Once a phrase machine translation model is trained in both directions (back and forth), do back translation to augment or to create pseudo-parallel data from those languages (using the phrase-based model that was just built) in an attempt to create iterative refinement on the validation set.

The Obstacles:

Data Science is an actively developing field; due to program lengths for P.h.D programs, it may be very difficult to create a timely yet thorough compilation of all available topics, techniques, and technologies. This endeavor is quite a complicated undertaking to publish as a single contributor. Co-authorship on works may be sought to competently manage the workload of research, and the coding of these tools. Ultimately, the intention is not to compile a comprehensive list of all possible avenues of exploring creole via data science’s NLP tools. It is to encourage interest in the field and provide starting points for possible future expansion of these topics.

The Tools:

The tools may focus on open source and low-cost resources such as R Studio, Python, Dart, Flutter, fastText, LIWC, Github, Microsoft Office 365 tools (like Forms and Power BI), Tensorflow, and other available Google tools available.

  • Google Colab can be described as a Python development environment that runs in the browser using Google Cloud; it is completely free of charge, and even offers access to their GPU is free of charge for some hours of usage every day.

References:

  1. Frank, D. B. (2007).
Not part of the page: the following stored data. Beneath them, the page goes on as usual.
PR #1135, opened 2026-03-19
feat: think-cli + think-server — remote coding agent

mattzcarey:
## Summary
- **think-server**: Cloudflare Worker (Durable Object) extending Think with model provider config, workspace tools, code execution in dynamic V8 isolates, git operations via isomorphic-git, and context memory
- **think-cli**: Terminal client using pi-tui that connects via WebSocket — pure rendering client, all execution happens server-side
- Modular tool rendering shared between live streaming and session history restore
- Session naming (`/name`) with fuzzy matching on `/resume`
- Gated fetch for sandbox outbound requests with per-host secret bindings (GitHub token auto-injected, never exposed to LLM)

## Test plan
- [ ] `think` CLI connects to local server, sends messages, streams responses
- [ ] Tool calls render correctly during streaming and on session resume
- [ ] `/name`, `/resume`, `/new`, `/clear`, `/session` commands work
- [ ] Git clone/commit/push operations work in production Workers environment
- [ ] Context memory blocks persist and show staleness warnings

### DIFF
--- a/apps/think-server/src/agent.ts
+++ b/apps/think-server/src/agent.ts
@@ -1,0 +1,204 @@
+/**
+ * ThinkServer — Remote coding agent.
+ *
+ * Extends Think with model provider config (from CLI), workspace tools,
+ * and code execution. All interaction is WebSocket native.
+ *
+ * The CLI sends config via callable `configure()` on connect.
+ * The server saves it in Think's SQLite config and uses it for model calls.
+ */
+
+import { Think } from "@cloudflare/think";
+import { callable } from "agents";
+import type { Connection } from "agents";
+import { createWorkspaceTools } from "@cloudflare/think/tools/workspace";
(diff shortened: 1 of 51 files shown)


apps/think-server/src/agent.ts
```diff
@@ -0,0 +1,204 @@
...
+
+  getSystemPrompt(): string {
+    return this.context.toString();
+  }
+
+  getTools(): ToolSet {
+    const config = this.getConfig();
+    const workspaceTools = createWorkspaceTools(this.workspace);
+    const stateProvider = stateToolsFromBackend(createWorkspaceStateBackend(this.workspace));
+    const gitProvider = gitTools(this.workspace, { token: config?.githubToken });
```
mattzcarey, line 152: Here

PR #1142, opened 2026-03-20
fix(ai-chat): serialize chat turns and saveMessages

### LINKED ISSUE #1110: No public API to detect or wait for active streams — needed for schedule() + saveMessages() safety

Sources of St. Lucian Creole Vocabulary. http://www.saintluciancreole.dbfrank.net/workpapers/sources_of_vocabulary.pdf
  2. Crosbie, P., Frank, D., Leon, E., & Samuel, P. (2001). Kwéyòl dictionary. Castries, Government of Saint Lucia, Ministry of Education. http://www.saintluciancreole.dbfrank.net/dictionary/KweyolDictionary.pdf
  3. Soto, W. (2020). Language Identification of Guadeloupean Creole. Groupement De Recherche Linguistique Informatique Formelle Et De Terrain (LIFT), 53. https://hal.archives-ouvertes.fr/hal-03066031/document#page=59
  4. Joseph, J. C. (2020). Kwéyòl Sent Lisi. In Kwéyòl Sent Lisi. https://kweyolsentlisi.weebly.com/
  5. Joseph, J. C. (2020). Kwéyòl Sent Lisi. In Facebook. https://www.facebook.com/kweyolsentlisi/
  6. Nivre, J., De Marneffe, M.-C., Ginter, F., Goldberg, Y., Hajic, J., Manning, C. D., McDonald, R., Petrov, S., Pyysalo, S., Silveira, N., & others. (2016). Universal dependencies v1: A multilingual treebank collection. Proceedings of the Tenth International Conference on Language Resources and Evaluation (LREC’16), 1659–1666.